### [AVAILABLE DATA]
_ _ _

PR #2572, opened 2026-05-08
fix(sep-draft): use single-arch digest, not multi-arch

chadoh:
[Appendix A][0] references image `stellar/stellar-cli` at [v26.0.0][1],
and says to use a single-arch digest not the multi-arch digest, but then
shows the multi-arch digest in the example. For those following along at
home (probably only me) this can cause confusion.

  [0]: https://github.com/stellar/stellar-cli/blob/feat/reproducible-builds-via-docker/draft-specification.md#appendix-a-reproducible-build-with-dockeriostellarstellar-cli
  [1]: https://hub.docker.com/layers/stellar/stellar-cli/26.0.0/images/sha256-8b45455a41a99cf04126a35d73fc9879597105bfffd99814f7532c0bd63ecba0


leighmcculloch:
Thank you!

PR #2579, opened 2026-05-14
Make `--network` take precedence over rpc-url/passphrase env vars

fnando:
### What

Close stellar/stellar-cli-internal#85.

Two changes to network resolution in `Args::get()`:

- A named network (`--network NAME`, `STELLAR_NETWORK`, or `stellar network use NAME`) now always resolves via the on-disk config and ignores any rpc-url / network-passphrase set in any source. Previously, when all three were set, the wildcard match arm silently picked the rpc tuple and discarded the named network.
- When the named network is selected with rpc-url or network-passphrase also set from any source, a one-shot warning is printed showing both the flag and env-var names of the values being ignored. Honors `--quiet`.
- New CONFIGURATION section in `stellar --help` documenting the precedence (flag > env > use) and the named-network rule.

Internal: removes the dead `Error::CannotUseBothRpcAndNetwork` variant (never returned anywhere). Adds a tiny `print::set_quiet`/`is_quiet` `OnceLock` pair so `Args::get` can honor the global `--quiet` flag without threading it through 25 call sites.

### Why

If a `.env` file set `STELLAR_RPC_URL` + `STELLAR_NETWORK_PASSPHRASE`, then running `stellar … --network mainnet` would silently send the request to whatever rpc the env happened to specify, ignoring the explicit `--network` flag. A named network is the user's clearer intent; resolving it via the on-disk config is what they meant.

The warning and help-text additions surface the precedence rule so users don't get surprised again — e.g. a developer with `STELLAR_RPC_URL` set in their shell who then runs `stellar network info --network mainnet` will see exactly what's happening.

### Known limitations

N/A

### DIFF
--- a/FULL_HELP_DOCS.md
+++ b/FULL_HELP_DOCS.md
@@ -38,6 +38,18 @@ Anything after the `--` double dash (the "slop") is parsed as arguments to the c
 
     stellar contract invoke --id CCR6QKTWZQYW6YUJ7UP7XXZRLWQPFRV6SWBLQS4ZQOSAF4BOUD77OTE2 --source alice --network testnet -- hello --to world
 
+CONFIGURATION
+
+Most commands read their network and source account from three sources, applied in this order of precedence (highest first):
+
+    1. CLI flags         e.g. --network, --rpc-url, --source
+    2. Environment vars  shell env, including values loaded from a `.env` file in the current directory (e.g. STELLAR_NETWORK, STELLAR_RPC_URL, STELLAR_ACCOUNT)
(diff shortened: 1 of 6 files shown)


leighmcculloch:
> When the named network is selected with rpc-url or network-passphrase also set from any source, a one-shot warning is printed showing both the flag and env-var names of the values being ignored.

This is interesting and conflicts with my own workflows and so I suspect others workflows too. 

I have selected a network by name to get the passphrase and then overridden the rpc url. That seems like reasonable behaviour too. 

> any source

I think named network flag precedes all network env vars is intuitive, but the part that isn't is doing `--network mainnet --rpc-url mypaidinstance` and the last flag being ignored. Am I understanding correctly that is also part of the new behavior?

PR #2581, opened 2026-05-16
Optimize wasm by default on contract build

### LINKED ISSUE #2284: Evaluate if wasm-opt embedded in stellar-cli is delivering enough value to keep
The stellar-cli embeds the wasm-opt tool and will run it on contracts after build to optimize them.

When we added the tool it was assumed maybe we need it, maybe it would be valuable. However in a lot of the past tests I did, Soroban contracts were already very well optimised because they don't pull in cruft from the Rust stdlib, which in early testing was where the biggest bloat arose from.

To my knowledge we've never done an assessment of real contracts to see if the size gains are actually meaningful. If the gains are not meaningful I will propose we remove the feature to reduce the surface area of what touches binaries between code and the wasm that runs on chain.

cc @brson

### LINKED ISSUE #2565: Make `--optimize` the default behavior of `stellar contract build`, or remove it

The `stellar contract build` command currently has an `--optimize` flag (gated behind the `additional-libs` feature) that is opt-in. This creates two problems:

1. If optimization is meaningful for on-chain contracts, then everyone should be using it, and it should be on by default. Making it opt-in means most users ship un-optimized wasm by accident.
2. If optimization is not meaningful enough to be on by default, then it doesn't need to be in the CLI at all and could be removed entirely, leaving users to install `wasm-opt` and run it independently.

Either way, the current state (an off-by-default first-class flag) is the worst of both worlds.

This also matters for build verification. As discussed in [stellar/stellar#1923 (comment)](https://github.com/orgs/stellar/discussions/1923#discussioncomment-16818349).

Pick one of the following:

**Option A (preferred): make `--optimize` the default.**
- `stellar contract build` optimizes the wasm by default.
- `--optimize=false` (or `--no-optimize`) disables it for edge cases.
- The `additional-libs` feature gating is removed, so optimization is always available in published binaries.
- Build verification metadata drops the optimize knob and assumes optimization is on.

**Option B: remove optimization from the CLI entirely.**
- The `--optimize` flag on `stellar contract build` is removed.
- The `stellar contract optimize` subcommand is also removed.
- Users who want optimization install `wasm-opt` themselves and run it independently.
- Build verification metadata drops the optimize knob.

### How to decide between Option A and Option B

1. Collect data on how beneficial optimization is for most production contracts (e.g. size reduction, instruction count, fee impact across a representative sample of deployed contracts).
2. Get feedback from developers in the ecosystem on whether they currently use `--optimize`, whether they proactively do not use it, and why.

cc @oceans404 @janewang 

- Leave the flag as-is (status quo).

### Relevant code

- `cmd/soroban-cli/src/commands/contract/build.rs` (the `--optimize` flag on `BuildArgs` and its conditional invocation).
- `cmd/soroban-cli/src/commands/contract/optimize.rs` (the standalone `optimize` subcommand).

fnando:
### What

`stellar contract build` now runs `wasm-opt` on the generated wasm by default. The previous behaviour required passing `--optimize`. To skip optimization, pass `--optimize=false`.

When `stellar-cli` is built without the `additional-libs` feature (which gates `wasm-opt`, OS keyring, and Ledger hardware-wallet support), the build still succeeds with an un-optimized wasm and prints a warning suggesting reinstalling with `--features additional-libs`.

### Why

Optimized wasm is what users almost always want to ship, and forgetting `--optimize` produced larger artifacts than necessary. Making it the default removes a footgun and matches what `stellar contract optimize` (already deprecated in favour of `build --optimize`) was encouraging.

Close https://github.com/stellar/stellar-cli/issues/2565
Close https://github.com/stellar/stellar-cli/issues/2284

### Known limitations

N/A

### DIFF
--- a/cmd/soroban-cli/Cargo.toml
+++ b/cmd/soroban-cli/Cargo.toml
@@ -31,7 +31,7 @@ doctest = false
 
 [features]
 default = ["additional-libs"]
-additional-libs = ["dep:keyring", "dep:stellar-ledger"]
+additional-libs = ["dep:wasm-opt", "dep:keyring", "dep:stellar-ledger"]
 emulator-tests = ["stellar-ledger/emulator-tests"]
 
 [dependencies]
@@ -80,7 +80,7 @@ reqwest = { version = "0.12.7", default-features = false, features = [
     "stream",
 ] }
 regex = "1.6.0"
-wasm-opt = { version = "0.116.1" }
+wasm-opt = { version = "0.116.1", optional = true }
 chrono = { version = "0.4.27", features = ["serde"] }
 rpassword = "7.2.0"
 toml = { workspace = true }
--- a/cmd/soroban-cli/Cargo.toml
+++ b/cmd/soroban-cli/Cargo.toml
@@ -31,7 +31,7 @@ doctest = false
 
 [features]
 default = ["additional-libs"]
-additional-libs = ["dep:wasm-opt", "dep:keyring", "dep:stellar-ledger"]
+additional-libs = ["dep:keyring", "dep:stellar-ledger"]
 emulator-tests = ["stellar-ledger/emulator-tests"]
 
 [dependencies]
@@ -80,7 +80,7 @@ reqwest = { version = "0.12.7", default-features = false, features = [
     "stream",
 ] }
 regex = "1.6.0"
-wasm-opt = { version = "0.116.1", optional = true }
+wasm-opt = { version = "0.116.1" }
 chrono = { version = "0.4.27", features = ["serde"] }
 rpassword = "7.2.0"
 toml = { workspace = true }
--- a/cmd/soroban-cli/src/commands/contract/build.rs
+++ b/cmd/soroban-cli/src/commands/contract/build.rs
@@ -116,6 +116,8 @@ pub struct BuildArgs {
     pub optimize: bool,
 }
 
+// Manual impl so `optimize` defaults to `true`, matching the CLI default.
+// `#[derive(Default)]` would set it to `false`.
 impl Default for BuildArgs {
     fn default() -> Self {
         Self {
--- a/cmd/soroban-cli/src/commands/contract/build.rs
+++ b/cmd/soroban-cli/src/commands/contract/build.rs
@@ -17,10 +17,8 @@ use std::{
 };
 use stellar_xdr::curr::{Limited, Limits, ScMetaEntry, ScMetaV0, StringM, WriteXdr};
 
-#[cfg(feature = "additional-libs")]
-use crate::commands::contract::optimize;
 use crate::{
-    commands::{global, version},
+    commands::{contract::optimize, global, version},
     print::Print,
     wasm,
 };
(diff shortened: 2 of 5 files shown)


cmd/soroban-cli/src/commands/contract/optimize.rs
```diff
@@ -22,31 +21,19 @@ pub enum Error {
...
-    #[cfg(not(feature = "additional-libs"))]
-    pub fn run(&self) -> Result<(), Error> {
-        Err(Error::Install)
-    }
-
-    #[cfg(feature = "additional-libs")]
     pub fn run(&self) -> Result<(), Error> {
         optimize(false, self.wasm.clone(), self.wasm_out.clone())
     }
 }
```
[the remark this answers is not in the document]
fnando: `stellar contract optimize` is already deprecated before this PR — the doc comment on the subcommand starts with "⚠️ Deprecated, use `build --optimize`" (`cmd/soroban-cli/src/commands/contract/mod.rs:85`) and the dispatcher prints a runtime deprecation warning at `mod.rs:197`. The PR body wording was imprecise ("now deprecated") and has been updated. No additional notice needed in `optimize.rs`.

fnando:
Thanks for the review. Replies to each item:

1. **`require_equals = true`** — Skipping. clap already validates bool values, so `--optimize garbage` fails with a clear "invalid value" error today; `--optimize mypackage` is not a real footgun because `build` takes no positionals. Adding `require_equals` would only restrict the space-separated form, which is a needless syntax restriction for a marginal error-message UX gain.

2. **`BuildArgs::default()` semantics** — Addressed. Added a comment on the manual `Default` impl noting that `optimize: true` matches the CLI default and `#[derive(Default)]` would give `false`. The `deploy/wasm.rs:320` callsite never reads `optimize` (the wasm is already built), so no behaviour change there.

3. **`wasm-opt` is now unconditional** — Updated the PR description to call out that `--no-default-features` builds now also pull in `wasm-opt`/`binaryen`. This is the intended trade-off.

4. **`doctor.rs` tautology** — Fixed. Removed the unconditional `print.checkln("Wasm optimization")` from `check_optional_features`. Wasm optimization is no longer an optional feature, so it does not belong in that listing.

5. **Removed `Error::OptimizeFeatureNotEnabled` variant** — Not concerned. `soroban-cli` is a binary crate, not a stable library API, so internal error variants are not part of a contract.

6. **Regression test for `BuildArgs::default().optimize == true`** — Skipping. Asserting the default in a unit test essentially restates the source line. A parse test for `--optimize=false` is meaningful but low-leverage for a single clap attribute. Manual verification with both forms passed.

leighmcculloch:
> wasm-opt out of additional-libs

I expect this breaks something. I think we should keep the additional lib inside additional libs. For the binary releases leaving it there will have no impact so no impact for most people.

leighmcculloch:
We should discuss:
- https://github.com/stellar/stellar-cli/issues/2284#issuecomment-3522594858

cmd/soroban-cli/Cargo.toml
```diff
@@ -31,7 +31,7 @@ doctest = false
 
 [features]
 default = ["additional-libs"]
-additional-libs = ["dep:wasm-opt", "dep:keyring", "dep:stellar-ledger"]
+additional-libs = ["dep:keyring", "dep:stellar-ledger"]
```
leighmcculloch: See comment above. I think it should stay in here. The intent with additional-libs is it's possible to build with a default rust toolchain.

leighmcculloch (commented):
One comment otherwise lgtm 🎉

cmd/soroban-cli/Cargo.toml
fnando: done!

cmd/soroban-cli/src/commands/contract/build.rs
```diff
@@ -101,18 +101,34 @@ pub struct Cmd {
...
 
-    /// Optimize the generated wasm.
-    #[cfg_attr(feature = "additional-libs", arg(long))]
-    #[cfg_attr(not(feature = "additional-libs"), arg(long, hide = true))]
+    /// Optimize the generated wasm. Enabled by default; pass `--optimize=false` to disable.
+    #[arg(
+        long,
+        default_value_t = true,
+        default_missing_value = "true",
+        num_args = 0..=1,
```
leighmcculloch, line 115: Am I correct in understanding that existing users and scripts that already pass `--optimize` will continue to work because of the num args being allowed to be `0`?

leighmcculloch (approved):
🎉

leighmcculloch:
I linked the PR as closing:
- https://github.com/stellar/stellar-cli/issues/2565
- https://github.com/stellar/stellar-cli/issues/2284

cmd/soroban-cli/src/commands/contract/build.rs
fnando: Correct! This is a neat trick and it works due to `default_missing_value`! Additionally, the following cases are also covered:

- `--optimize true` or `--optimize false` it also works, because they're the allowed values. 
- `--optimize ANYTHING_OTHER_THAN_TRUE_OR_FALSE` fails and you'll get a validation error.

_ _ _

### [ASSIGNMENT]
Restate the records above verbatim up to and including the line containing "home (probably only".

### [FINISHED EXERCISE]
PR #2572, opened 2026-05-08
fix(sep-draft): use single-arch digest, not multi-arch

chadoh:
[Appendix A][0] references image `stellar/stellar-cli` at [v26.0.0][1],
and says to use a single-arch digest not the multi-arch digest, but then
shows the multi-arch digest in the example. For those following along at
home (probably only me) this can cause confusion.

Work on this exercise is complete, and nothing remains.